- _ABOUT THIS TASK_: From the records below, return every line containing the word "unclosed".

┌─ INPUT DATA

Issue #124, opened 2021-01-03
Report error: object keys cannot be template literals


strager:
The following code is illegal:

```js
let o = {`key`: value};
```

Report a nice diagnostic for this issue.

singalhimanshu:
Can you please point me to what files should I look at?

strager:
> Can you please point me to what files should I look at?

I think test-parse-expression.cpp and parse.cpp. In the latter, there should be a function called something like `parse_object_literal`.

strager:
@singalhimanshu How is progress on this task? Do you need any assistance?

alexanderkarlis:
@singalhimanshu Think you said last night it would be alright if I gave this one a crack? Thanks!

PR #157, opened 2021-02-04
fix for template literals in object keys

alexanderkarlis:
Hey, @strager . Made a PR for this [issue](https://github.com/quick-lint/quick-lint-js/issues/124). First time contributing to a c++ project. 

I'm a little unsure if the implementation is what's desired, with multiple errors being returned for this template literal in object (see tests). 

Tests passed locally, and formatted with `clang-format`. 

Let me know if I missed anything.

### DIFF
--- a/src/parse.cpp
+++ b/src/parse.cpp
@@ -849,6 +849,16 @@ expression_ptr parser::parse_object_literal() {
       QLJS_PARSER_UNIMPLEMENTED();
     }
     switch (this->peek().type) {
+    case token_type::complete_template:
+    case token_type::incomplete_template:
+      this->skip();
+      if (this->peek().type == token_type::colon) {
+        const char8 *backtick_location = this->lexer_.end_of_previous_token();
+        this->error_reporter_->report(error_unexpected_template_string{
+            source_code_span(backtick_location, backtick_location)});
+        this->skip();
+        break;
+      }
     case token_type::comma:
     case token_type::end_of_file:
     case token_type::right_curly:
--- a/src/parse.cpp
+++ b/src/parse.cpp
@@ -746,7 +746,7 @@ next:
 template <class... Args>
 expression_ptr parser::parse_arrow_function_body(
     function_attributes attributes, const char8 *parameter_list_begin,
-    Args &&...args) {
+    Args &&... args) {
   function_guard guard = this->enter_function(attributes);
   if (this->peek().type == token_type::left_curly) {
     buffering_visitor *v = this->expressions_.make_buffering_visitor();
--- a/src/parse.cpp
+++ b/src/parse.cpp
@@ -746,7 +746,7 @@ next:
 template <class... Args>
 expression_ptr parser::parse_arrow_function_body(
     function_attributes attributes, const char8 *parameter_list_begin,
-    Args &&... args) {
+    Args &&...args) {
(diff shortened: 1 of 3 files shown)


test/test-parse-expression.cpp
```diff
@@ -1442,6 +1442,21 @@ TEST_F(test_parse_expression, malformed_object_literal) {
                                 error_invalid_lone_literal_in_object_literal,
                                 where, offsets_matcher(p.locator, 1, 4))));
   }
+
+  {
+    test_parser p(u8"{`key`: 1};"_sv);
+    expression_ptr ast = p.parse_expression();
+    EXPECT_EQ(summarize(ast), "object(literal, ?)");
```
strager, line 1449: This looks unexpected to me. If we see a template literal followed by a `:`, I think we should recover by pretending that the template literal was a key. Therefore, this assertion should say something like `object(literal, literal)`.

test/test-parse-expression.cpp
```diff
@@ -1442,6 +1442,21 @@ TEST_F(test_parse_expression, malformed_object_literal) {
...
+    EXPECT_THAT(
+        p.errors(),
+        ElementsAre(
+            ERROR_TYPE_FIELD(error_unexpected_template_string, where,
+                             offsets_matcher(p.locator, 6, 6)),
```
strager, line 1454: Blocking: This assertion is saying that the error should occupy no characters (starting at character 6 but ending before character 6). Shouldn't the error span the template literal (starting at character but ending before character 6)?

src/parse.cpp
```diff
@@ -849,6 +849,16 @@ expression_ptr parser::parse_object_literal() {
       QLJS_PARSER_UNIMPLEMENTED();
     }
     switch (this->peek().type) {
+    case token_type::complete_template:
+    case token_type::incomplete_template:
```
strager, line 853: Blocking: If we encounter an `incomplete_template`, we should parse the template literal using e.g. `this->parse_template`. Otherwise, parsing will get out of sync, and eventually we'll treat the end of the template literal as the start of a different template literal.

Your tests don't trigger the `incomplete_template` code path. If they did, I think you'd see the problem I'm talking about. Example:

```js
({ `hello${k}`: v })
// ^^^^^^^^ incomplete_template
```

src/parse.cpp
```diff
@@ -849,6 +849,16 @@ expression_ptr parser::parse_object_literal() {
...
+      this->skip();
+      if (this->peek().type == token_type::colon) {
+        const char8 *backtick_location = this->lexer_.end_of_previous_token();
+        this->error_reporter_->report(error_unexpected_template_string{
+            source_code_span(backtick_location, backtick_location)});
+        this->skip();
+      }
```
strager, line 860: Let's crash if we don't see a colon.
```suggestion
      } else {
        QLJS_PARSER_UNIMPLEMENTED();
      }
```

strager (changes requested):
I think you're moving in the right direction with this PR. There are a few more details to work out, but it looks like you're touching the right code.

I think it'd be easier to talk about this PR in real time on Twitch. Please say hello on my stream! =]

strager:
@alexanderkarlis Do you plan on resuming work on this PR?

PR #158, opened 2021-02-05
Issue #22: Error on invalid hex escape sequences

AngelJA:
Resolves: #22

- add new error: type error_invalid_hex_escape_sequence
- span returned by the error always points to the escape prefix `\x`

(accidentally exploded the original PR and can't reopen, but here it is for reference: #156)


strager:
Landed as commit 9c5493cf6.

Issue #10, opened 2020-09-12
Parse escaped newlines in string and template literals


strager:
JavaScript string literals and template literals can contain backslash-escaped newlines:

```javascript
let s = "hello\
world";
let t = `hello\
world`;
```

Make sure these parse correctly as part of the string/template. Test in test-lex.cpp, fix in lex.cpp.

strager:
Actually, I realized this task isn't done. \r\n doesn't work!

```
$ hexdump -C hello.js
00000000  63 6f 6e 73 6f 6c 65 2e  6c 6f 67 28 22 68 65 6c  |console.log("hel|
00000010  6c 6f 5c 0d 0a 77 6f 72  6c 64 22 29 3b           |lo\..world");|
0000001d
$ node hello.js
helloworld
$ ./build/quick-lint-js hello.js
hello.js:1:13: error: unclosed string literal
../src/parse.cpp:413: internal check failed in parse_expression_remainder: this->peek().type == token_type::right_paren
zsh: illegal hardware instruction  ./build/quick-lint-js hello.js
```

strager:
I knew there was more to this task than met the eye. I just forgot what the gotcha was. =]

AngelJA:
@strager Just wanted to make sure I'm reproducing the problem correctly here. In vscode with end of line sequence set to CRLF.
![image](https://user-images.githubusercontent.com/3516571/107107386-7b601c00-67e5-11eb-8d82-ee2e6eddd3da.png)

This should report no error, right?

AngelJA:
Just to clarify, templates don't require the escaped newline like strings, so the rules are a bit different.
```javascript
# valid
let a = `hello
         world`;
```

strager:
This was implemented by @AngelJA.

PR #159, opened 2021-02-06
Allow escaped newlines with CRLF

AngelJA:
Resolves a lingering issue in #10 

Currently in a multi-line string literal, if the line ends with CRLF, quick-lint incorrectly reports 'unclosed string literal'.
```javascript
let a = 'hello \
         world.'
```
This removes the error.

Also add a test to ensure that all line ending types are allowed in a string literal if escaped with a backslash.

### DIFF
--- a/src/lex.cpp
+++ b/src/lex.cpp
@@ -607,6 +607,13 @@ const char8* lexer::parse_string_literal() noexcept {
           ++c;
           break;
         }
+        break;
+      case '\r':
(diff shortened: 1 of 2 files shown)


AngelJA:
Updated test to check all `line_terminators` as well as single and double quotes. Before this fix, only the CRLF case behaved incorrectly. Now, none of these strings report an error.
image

└─

- _SOLUTION_:
hello.js:1:13: error: unclosed string literal
Currently in a multi-line string literal, if the line ends with CRLF, quick-lint incorrectly reports 'unclosed string literal'.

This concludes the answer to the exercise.